[Dataset entries]
--- START ---
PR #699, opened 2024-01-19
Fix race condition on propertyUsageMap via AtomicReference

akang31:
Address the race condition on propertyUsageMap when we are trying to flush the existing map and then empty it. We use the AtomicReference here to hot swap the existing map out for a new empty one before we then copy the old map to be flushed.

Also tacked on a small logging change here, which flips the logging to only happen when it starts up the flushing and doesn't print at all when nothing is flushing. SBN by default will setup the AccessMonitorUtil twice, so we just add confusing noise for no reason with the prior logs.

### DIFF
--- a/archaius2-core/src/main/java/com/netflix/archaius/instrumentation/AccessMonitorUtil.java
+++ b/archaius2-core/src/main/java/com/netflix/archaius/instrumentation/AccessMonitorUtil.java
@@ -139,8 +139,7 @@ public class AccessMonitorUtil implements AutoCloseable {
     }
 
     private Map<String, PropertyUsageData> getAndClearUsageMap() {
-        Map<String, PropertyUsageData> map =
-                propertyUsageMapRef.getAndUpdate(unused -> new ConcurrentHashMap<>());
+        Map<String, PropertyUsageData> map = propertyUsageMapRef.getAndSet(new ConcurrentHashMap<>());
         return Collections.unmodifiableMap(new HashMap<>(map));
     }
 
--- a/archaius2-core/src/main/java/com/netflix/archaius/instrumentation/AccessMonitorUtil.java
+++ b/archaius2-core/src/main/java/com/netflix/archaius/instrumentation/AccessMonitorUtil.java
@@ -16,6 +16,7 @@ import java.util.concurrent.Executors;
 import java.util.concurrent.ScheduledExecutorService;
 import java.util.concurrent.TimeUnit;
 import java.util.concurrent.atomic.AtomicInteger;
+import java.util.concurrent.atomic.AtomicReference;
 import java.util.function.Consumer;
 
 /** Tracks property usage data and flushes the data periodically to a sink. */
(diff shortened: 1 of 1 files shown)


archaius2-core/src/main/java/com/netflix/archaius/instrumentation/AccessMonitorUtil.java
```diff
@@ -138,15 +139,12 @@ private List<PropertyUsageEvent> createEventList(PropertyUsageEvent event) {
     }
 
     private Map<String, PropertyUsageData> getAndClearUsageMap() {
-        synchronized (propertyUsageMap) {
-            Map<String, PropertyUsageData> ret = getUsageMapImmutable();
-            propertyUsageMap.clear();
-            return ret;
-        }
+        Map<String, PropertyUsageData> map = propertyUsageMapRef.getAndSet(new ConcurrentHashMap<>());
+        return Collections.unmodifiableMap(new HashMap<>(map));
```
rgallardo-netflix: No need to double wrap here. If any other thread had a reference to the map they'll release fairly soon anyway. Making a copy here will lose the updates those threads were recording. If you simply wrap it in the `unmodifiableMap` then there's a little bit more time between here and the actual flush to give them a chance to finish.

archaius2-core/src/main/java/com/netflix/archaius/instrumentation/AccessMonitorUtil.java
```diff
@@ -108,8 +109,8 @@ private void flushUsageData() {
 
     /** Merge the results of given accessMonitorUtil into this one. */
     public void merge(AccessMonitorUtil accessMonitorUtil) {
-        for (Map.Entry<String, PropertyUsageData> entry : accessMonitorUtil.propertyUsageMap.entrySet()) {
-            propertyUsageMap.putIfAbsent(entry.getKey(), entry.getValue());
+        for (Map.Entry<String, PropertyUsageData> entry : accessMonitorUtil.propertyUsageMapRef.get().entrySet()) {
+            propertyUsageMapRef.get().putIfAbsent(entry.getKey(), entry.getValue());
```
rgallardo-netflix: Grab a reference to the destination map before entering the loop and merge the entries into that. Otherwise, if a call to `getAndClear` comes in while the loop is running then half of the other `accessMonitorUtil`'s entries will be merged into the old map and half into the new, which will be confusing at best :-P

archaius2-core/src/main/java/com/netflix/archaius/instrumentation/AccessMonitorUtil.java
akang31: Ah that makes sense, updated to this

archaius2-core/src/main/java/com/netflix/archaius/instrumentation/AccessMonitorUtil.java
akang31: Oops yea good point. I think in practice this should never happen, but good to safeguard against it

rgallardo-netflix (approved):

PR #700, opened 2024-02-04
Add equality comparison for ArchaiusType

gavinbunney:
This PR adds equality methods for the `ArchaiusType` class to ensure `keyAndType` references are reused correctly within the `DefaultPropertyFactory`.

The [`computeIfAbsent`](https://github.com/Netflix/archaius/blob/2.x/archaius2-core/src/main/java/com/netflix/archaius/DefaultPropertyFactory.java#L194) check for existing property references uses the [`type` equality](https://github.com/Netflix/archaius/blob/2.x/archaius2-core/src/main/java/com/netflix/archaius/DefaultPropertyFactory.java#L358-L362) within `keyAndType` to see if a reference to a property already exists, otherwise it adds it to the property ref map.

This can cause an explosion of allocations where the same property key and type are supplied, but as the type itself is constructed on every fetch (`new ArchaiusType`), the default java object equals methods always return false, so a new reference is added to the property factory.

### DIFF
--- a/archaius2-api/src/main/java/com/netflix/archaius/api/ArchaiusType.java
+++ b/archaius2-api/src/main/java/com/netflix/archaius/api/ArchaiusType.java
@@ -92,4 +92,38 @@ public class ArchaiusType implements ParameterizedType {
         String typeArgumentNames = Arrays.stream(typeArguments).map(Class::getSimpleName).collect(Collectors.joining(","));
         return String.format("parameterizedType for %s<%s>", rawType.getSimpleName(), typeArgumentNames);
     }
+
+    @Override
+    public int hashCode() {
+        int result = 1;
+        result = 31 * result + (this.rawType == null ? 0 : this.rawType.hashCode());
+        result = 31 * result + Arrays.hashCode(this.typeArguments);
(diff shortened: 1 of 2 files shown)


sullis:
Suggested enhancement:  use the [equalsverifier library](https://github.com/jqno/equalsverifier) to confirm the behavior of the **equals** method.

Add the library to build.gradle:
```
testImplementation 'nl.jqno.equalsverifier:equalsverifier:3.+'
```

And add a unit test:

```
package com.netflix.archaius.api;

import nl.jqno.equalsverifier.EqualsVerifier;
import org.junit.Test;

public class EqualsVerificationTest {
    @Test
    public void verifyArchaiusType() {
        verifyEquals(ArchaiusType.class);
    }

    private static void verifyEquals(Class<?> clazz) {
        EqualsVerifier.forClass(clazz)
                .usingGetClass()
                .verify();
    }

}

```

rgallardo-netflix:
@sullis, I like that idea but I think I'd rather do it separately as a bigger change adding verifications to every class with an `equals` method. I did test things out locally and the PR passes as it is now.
--- END ---
# [EXERCISE DETAILS]
An exact copy of all the entries is what's needed; write it out.

# [EXERCISE OUTPUT]
PR #699, opened 2024-01-19
Fix race condition on propertyUsageMap via AtomicReference

akang31:
Address the race condition on propertyUsageMap when we are trying to flush the existing map and then empty it. We use the AtomicReference here to hot swap the existing map out for a new empty one before we then copy the old map to be flushed.

Also tacked on a small logging change here, which flips the logging to only happen when it starts up the flushing and doesn't print at all when nothing is flushing. SBN by default will setup the AccessMonitorUtil twice, so we just add confusing noise for no reason with the prior logs.

### DIFF
--- a/archaius2-core/src/main/java/com/netflix/archaius/instrumentation/AccessMonitorUtil.java
+++ b/archaius2-core/src/main/java/com/netflix/archaius/instrumentation/AccessMonitorUtil.java
@@ -139,8 +139,7 @@ public class AccessMonitorUtil implements AutoCloseable {
     }
 
     private Map<String, PropertyUsageData> getAndClearUsageMap() {
-        Map<String, PropertyUsageData> map =
-                propertyUsageMapRef.getAndUpdate(unused -> new ConcurrentHashMap<>());
+        Map<String, PropertyUsageData> map = propertyUsageMapRef.getAndSet(new ConcurrentHashMap<>());
         return Collections.unmodifiableMap(new HashMap<>(map));
     }
 
--- a/archaius2-core/src/main/java/com/netflix/archaius/instrumentation/AccessMonitorUtil.java
+++ b/archaius2-core/src/main/java/com/netflix/archaius/instrumentation/AccessMonitorUtil.java
@@ -16,6 +16,7 @@ import java.util.concurrent.Executors;
 import java.util.concurrent.ScheduledExecutorService;
 import java.util.concurrent.TimeUnit;
 import java.util.concurrent.atomic.AtomicInteger;
+import java.util.concurrent.atomic.AtomicReference;
 import java.util.function.Consumer;
 
 /** Tracks property usage data and flushes the data periodically to a sink. */
(diff shortened: 1 of 1 files shown)


archaius2-core/src/main/java/com/netflix/archaius/instrumentation/AccessMonitorUtil.java
```diff
@@ -138,15 +139,12 @@ private List<PropertyUsageEvent> createEventList(PropertyUsageEvent event) {
     }
 
     private Map<String, PropertyUsageData> getAndClearUsageMap() {
-        synchronized (propertyUsageMap) {
-            Map<String, PropertyUsageData> ret = getUsageMapImmutable();
-            propertyUsageMap.clear();
-            return ret;
-        }
+        Map<String, PropertyUsageData> map = propertyUsageMapRef.getAndSet(new ConcurrentHashMap<>());
+        return Collections.unmodifiableMap(new HashMap<>(map));
```
rgallardo-netflix: No need to double wrap here. If any other thread had a reference to the map they'll release fairly soon anyway. Making a copy here will lose the updates those threads were recording. If you simply wrap it in the `unmodifiableMap` then there's a little bit more time between here and the actual flush to give them a chance to finish.

archaius2-core/src/main/java/com/netflix/archaius/instrumentation/AccessMonitorUtil.java
```diff
@@ -108,8 +109,8 @@ private void flushUsageData() {
 
     /** Merge the results of given accessMonitorUtil into this one. */
     public void merge(AccessMonitorUtil accessMonitorUtil) {
-        for (Map.Entry<String, PropertyUsageData> entry : accessMonitorUtil.propertyUsageMap.entrySet()) {
-            propertyUsageMap.putIfAbsent(entry.getKey(), entry.getValue());
+        for (Map.Entry<String, PropertyUsageData> entry : accessMonitorUtil.propertyUsageMapRef.get().entrySet()) {
+            propertyUsageMapRef.get().putIfAbsent(entry.getKey(), entry.getValue());
```
rgallardo-netflix: Grab a reference to the destination map before entering the loop and merge the entries into that. Otherwise, if a call to `getAndClear` comes in while the loop is running then half of the other `accessMonitorUtil`'s entries will be merged into the old map and half into the new, which will be confusing at best :-P

archaius2-core/src/main/java/com/netflix/archaius/instrumentation/AccessMonitorUtil.java
akang31: Ah that makes sense, updated to this

archaius2-core/src/main/java/com/netflix/archaius/instrumentation/AccessMonitorUtil.java
akang31: Oops yea good point. I think in practice this should never happen, but good to safeguard against it

rgallardo-netflix (approved):

PR #700, opened 2024-02-04
Add equality comparison for ArchaiusType

gavinbunney:
This PR adds equality methods for the `ArchaiusType` class to ensure `keyAndType` references are reused correctly within the `DefaultPropertyFactory`.

The [`computeIfAbsent`](https://github.com/Netflix/archaius/blob/2.x/archaius2-core/src/main/java/com/netflix/archaius/DefaultPropertyFactory.java#L194) check for existing property references uses the [`type` equality](https://github.com/Netflix/archaius/blob/2.x/archaius2-core/src/main/java/com/netflix/archaius/DefaultPropertyFactory.java#L358-L362) within `keyAndType` to see if a reference to a property already exists, otherwise it adds it to the property ref map.

This can cause an explosion of allocations where the same property key and type are supplied, but as the type itself is constructed on every fetch (`new ArchaiusType`), the default java object equals methods always return false, so a new reference is added to the property factory.

### DIFF
--- a/archaius2-api/src/main/java/com/netflix/archaius/api/ArchaiusType.java
+++ b/archaius2-api/src/main/java/com/netflix/archaius/api/ArchaiusType.java
@@ -92,4 +92,38 @@ public class ArchaiusType implements ParameterizedType {
         String typeArgumentNames = Arrays.stream(typeArguments).map(Class::getSimpleName).collect(Collectors.joining(","));
         return String.format("parameterizedType for %s<%s>", rawType.getSimpleName(), typeArgumentNames);
     }
+
+    @Override
+    public int hashCode() {
+        int result = 1;
+        result = 31 * result + (this.rawType == null ? 0 : this.rawType.hashCode());
+        result = 31 * result + Arrays.hashCode(this.typeArguments);
(diff shortened: 1 of 2 files shown)


sullis:
Suggested enhancement:  use the [equalsverifier library](https://github.com/jqno/equalsverifier) to confirm the behavior of the **equals** method.

Add the library to build.gradle:
```
testImplementation 'nl.jqno.equalsverifier:equalsverifier:3.+'
```

And add a unit test:

```
package com.netflix.archaius.api;

import nl.jqno.equalsverifier.EqualsVerifier;
import org.junit.Test;

public class EqualsVerificationTest {
    @Test
    public void verifyArchaiusType() {
        verifyEquals(ArchaiusType.class);
    }

    private static void verifyEquals(Class<?> clazz) {
        EqualsVerifier.forClass(clazz)
                .usingGetClass()
                .verify();
    }

}

```

rgallardo-netflix:
@sullis, I like that idea but I think I'd rather do it separately as a bigger change adding verifications to every class with an `equals` method. I did test things out locally and the PR passes as it is now.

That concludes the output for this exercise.